Bose® Professional Systems Brings Historic Nevins Hall Great Sound

1930s-era venue had always presented a challenge for clear, intelligible sound, until Bose® RoomMatch® and PowerMatch® products were installed

Framingham, Massachusetts, July 24, 2013 – Historic Nevins Hall, located in the Memorial Building in downtown Framingham, Massachusetts, was the site for many a big-band concert in the 1930s and 40s, as well as classical concerts, a visit from President Clinton in 1994, and various corporate shows, holiday parties and other events over the course of more than 80 years. What it never managed to achieve, however, was quality sound befitting its wide range of applications. Charles Crane, Sales Engineer with Adtech Systems, an AV systems integrator in nearby Sudbury, says while the venue’s management had tried several times over the decades to add sound systems, none had ever been able to address the hall’s reverberance and architectural nuances. That is, until Adtech brought in RoomMatch® loudspeakers and PowerMatch® amplifiers from Bose® Professional Systems Division. In mid-March, Adtech hung two Bose RoomMatch arrays, each consisting of (in ascending order) two RM12020’s, one RM9020, one RM7010 and one RM5505 loudspeaker, as well as an RMS215 subwoofer at the top of the array. These, along with under-balcony fill speakers, are powered by six Bose PowerMatch PM8500N amplifiers and use a Bose ControlSpace® ESP-88 DSP controller to comprehensively cover Nevins Hall’s 1,700 seats. For the first time, this venerable venue has full-range, articulate, intelligible sound that works for speech and music.

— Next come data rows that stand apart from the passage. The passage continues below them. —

PR #55, opened 2020-06-19
Encrypt metadata with node's key

dholms:
## Problem
Currently metadata for a node is encrypted with that node's parent key (the key used to encrypt that node), not the node's own key (the key contained as a header value in that node). Thus, when a user is given access to a file, they don't get access to the metadata that goes with it

## Solution
Encrypt metadata with the node's ownKey instead of the parentKey

Closes https://github.com/fission-suite/ts-sdk/issues/53

### DIFF
--- a/src/fs/network/header.ts
+++ b/src/fs/network/header.ts
@@ -39,6 +39,7 @@ export const getVersion = async (cid: CID, key: Maybe<string>): Promise<SemVer> 
   return checkValue(version, isSemVer)
 }
 
+
 /**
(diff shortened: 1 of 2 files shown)


dholms:
@expede this one is good to go. The included code will probably be rewritten in the restructuring that we're talking about, but the concept of encrypting a node's metadata with that node's key (instead of the parent key) will stick around. I'll leave it up to you whether it's more helpful to merge or close this one

dholms:
closing due to FS rewrite

expede:
@icidasset can you confirm that this is complete?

Crane explains that the new system needed to both address the space’s acoustical issues and look forward, as the venue’s management wants the facility to continue to appeal to a wide range of customers, including concert promoters. He states, “The room was always challenging in terms of its acoustics; it took a custom engineered sound system to deal with it, and that was the Bose RoomMatch and PowerMatch system,” he says. “It’s the only solution that could have its arrays perfectly match the coverage patterns needed for this room. What they have now is what I’d call a ‘rider-friendly’ sound system – it’s one that touring music artists will find meets their needs and specifications. The system has made for a very happy customer.”